Der stellvertretende türkische Regierungschef Bülent Arinç legte dem
Parlament in Ankara Zahlen vor, aus denen hervorging, dass sechsmal so
viele PKK-Verdächtige festgenommen wurden wie mutmaßliche Mitglieder des
Islamischen Staates. Die PKK erklärte den Waffenstillstand vom März 2013
für beendet. In den vergangenen vier Wochen hat die kurdische Guerilla 39
Polizisten und Soldaten getötet. Der Konflikt hat alte Spannungen in der
Türkei wieder aufleben lassen und zwingt die Kurden dazu, sich zwischen den
Verpflichtungen ihrem Staat gegenüber und ihren Gefühlen, die sie für ihre
Leute hegen, zu entscheiden.
In dem schattigen Hof der Familie Tamboga in Başak beschreibt die
25-jährige Tochter Kezban ihr Dilemma. „Einer meiner Brüder dient in der
Armee, und ein anderer wurde auf der Straße als Terrorist getötet.“ Auf die
Frage, wie der kurdisch-türkische Konflikt beigelegt werden könnte,
entgegnet sie: „Die Regierung hat diesen Kreislauf der Gewalt in Gang
gesetzt, und es ist die Regierung, die ihn beenden kann.“
Sie besteht darauf, dass die Leute auf der Straße nicht bewaffnet waren,
als ihr Bruder getötet wurde. Er habe dem Spektakel zugeschaut und sei von
einer Kugel der Polizei aus etwa 200 Meter Entfernung getroffen worden.
Aber einige der jungen Leute in Başak müssen bewaffnet gewesen sein. Zwei
Polizisten wurden verletzt, die Randalierer setzten einen Bulldozer in
Brand, der eingesetzt wurde, um die Gräben und Barrikaden zu beseitigen.

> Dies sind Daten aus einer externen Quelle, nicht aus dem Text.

PR #602, opened 2025-03-18
improve dialog to add credentials

mawinter69:
apply jenkins style to the domain select

set minwidth of dialog via min function so it doesn't get too wide on large screens

Before:
Dialog was always 75% of screen width adding a large blank area to the right in the dialog on large screens
inputs are not right aligned
Domain select with old styling
image

After:
Large screen 
image

Small Screen:
all inputs are properly right aligned
image

### Submitter checklist


MarkEWaite (approved):
Thanks!

PR #627, opened 2025-06-03
Remove action.jelly

janfaracik:
_As far as I can tell_, these files aren't used/visible in the interface - seeing as a lot of the pages are 'one-column' I'm not sure where'd they'd appear.

### Testing done

* Interface still functional
* Breadcrumbs still work

### Submitter checklist
- [ ] Make sure you are opening from a **topic/feature/bugfix branch** (right side) and not your main branch!
- [ ] Ensure that the pull request title represents the desired changelog entry
- [ ] Please describe what you did
- [ ] Link to relevant issues in GitHub or Jira
- [ ] Link to relevant pull requests, esp. upstream and downstream changes
- [ ] Ensure you have provided tests that demonstrate the feature works or the issue is fixed

PR #658, opened 2025-11-13
[JENKINS-76290] Fix ViewCredentialsAction appearing for items without credentials stores

apuig:
[JENKINS-76290 - Credentials Link Appears for Regular Jobs](https://issues.jenkins.io/browse/JENKINS-76290)

`ViewCredentialsAction.isVisible()` was returning true for any item where a `CredentialsProvider` had descriptors, without verifying that provider actually returned a store for that specific item.

* `hasCredentialsDescriptors()`  is context-independent:  "can provide credentials in general?". **uses credentials** 
* `getStore(context)`  is context-dependent: "provides credentials for THIS item?". **manage credentials**

This caused the credentials link to appear in the sidebar for non-folder items like, jobs, or other TopLevelItems that don't have credentials stores. Clicking the link resulted in a 403 Forbidden error.

The fix adds a check to ensure the provider returns a non-null store for the context before considering the action visible.

Probably regression introduced in jenkinsci/credentials-plugin#627 which removed `action.jelly` with explicit permission check.

Example: `FolderCredentialsProvider.hasCredentialsDescriptors()` returns `true` for any item, but `getStore(item)` only returns non-null for folders.

### Testing done
* Added a new test and manually verified on a FreeStyleProject

### Submitter checklist

### DIFF
--- a/src/test/java/com/cloudbees/plugins/credentials/ViewCredentialsActionTest.java
+++ b/src/test/java/com/cloudbees/plugins/credentials/ViewCredentialsActionTest.java
@@ -2,6 +2,7 @@ package com.cloudbees.plugins.credentials;
 
 import static com.cloudbees.plugins.credentials.XmlMatchers.isSimilarToIgnoringPrivateAttrs;
 import static org.hamcrest.MatcherAssert.assertThat;
+import static org.junit.Assert.assertNotNull;
 import static org.junit.jupiter.api.Assertions.assertFalse;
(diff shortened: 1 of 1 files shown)


apuig:
Hi @jtnord, thank you for your review.
Is there anything I can do to help move it forward? If you think it would be helpful, perhaps you could suggest an additional reviewer. 

Thanks again for your support!

PR #70, opened 2026-05-05
fix(workers): clean Claude UX + reliable ChatGPT deep escalation

jfassio:
## Summary

Five composing fixes that land on the same surface (per-host chart UX), grouped because they interact:

1. **Claude.ai widget suppression restored + PNG fallback suppressed on the same gate.** Claude users get text + structured content + the model-pasted `[Open in Tako](embed_url)` link. No constrained iframe (chart was clipped vertically with a tiny scrollbar — bad UX), no random PNG.
2. **`knowledge_search` description: always include the link.** Was "do NOT paste the embed URL"; now "Always include `[Open in Tako](embed_url)` once at the end of your reply." Uniform contract across hosts. ChatGPT users get a sharable link alongside the inline widget; Claude users get the link as their path to the chart.
3. **`start_deep_knowledge_search` trigger relaxed.** Was gated on "the user wants a thorough/deep research answer," which made ChatGPT skip escalation on natural-phrasing queries. Now: "Use this whenever `knowledge_search` returns 0 cards OR errors out — auto-escalate by default, do not wait for the user to ask for 'deep' first."
4. **Tako 404 (no-results) → empty `SyncSearchResponse` translation.** Tako's `/api/v1/knowledge_search` returns HTTP 404 with `RelevantResultsNotFoundError` when fast finds 0 cards (REST-style "no resource matched"). Without this translation, the thrown `DjangoNotFoundError` bypasses both the server-side auto-escalation (Claude) and the LLM-side directive (ChatGPT), leaving the user with a `not_found` error envelope and a training-data answer.
5. **ChatGPT-specific `knowledge_search` widget suppression + empty-result throw.** Two ChatGPT quirks compose into the same fix:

Der Abgeordnete von Silopi, Faisal Sarıyıldız von der prokurdischen
Demokratischen Volkspartei (HDP), gibt zu, dass die Kämpfer in Başak
bewaffnet waren. Und dass, genau wie die Barrikaden und Gräben, auch die
Waffen noch da sind. Wie fühlt er sich mit einem Arsenal von Gewehren und
Panzerfäusten im Hinterhof seines Wahlkreises? „Seit meiner Kinderzeit habe
ich in einer solchen Umgebung gelebt“, antwortet er und fügt hinzu: „Die
Polizei hat viel mehr Waffen als die jungen Leute.“ Befürchtet er, dass
Silopi zu einem neuen Kobani wird, der Stadt in Nordsyrien, die vier Monate
lang zwischen dem IS und den Kurden umkämpft war? „Wenn die Regierung ihren
Kontrollwahn nicht aufgibt: ja,“ sagt Sarıyıldız.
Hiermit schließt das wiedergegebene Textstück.